Provided data:
PR #488, opened 2019-06-14
[1638] site status fixes

benilovj:
### Context
- Un-suspending a site on a course creates duplicate site statuses
- Taking sites off a course with new and running site statuses deletes running site statuses (these should be suspended instead)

Task description: Reproduce verbatim the stretch of lines beginning with the one containing "### Context" and ending at the close of the entries above.

Expected output:
### Context
- Un-suspending a site on a course creates duplicate site statuses
- Taking sites off a course with new and running site statuses deletes running site statuses (these should be suspended instead)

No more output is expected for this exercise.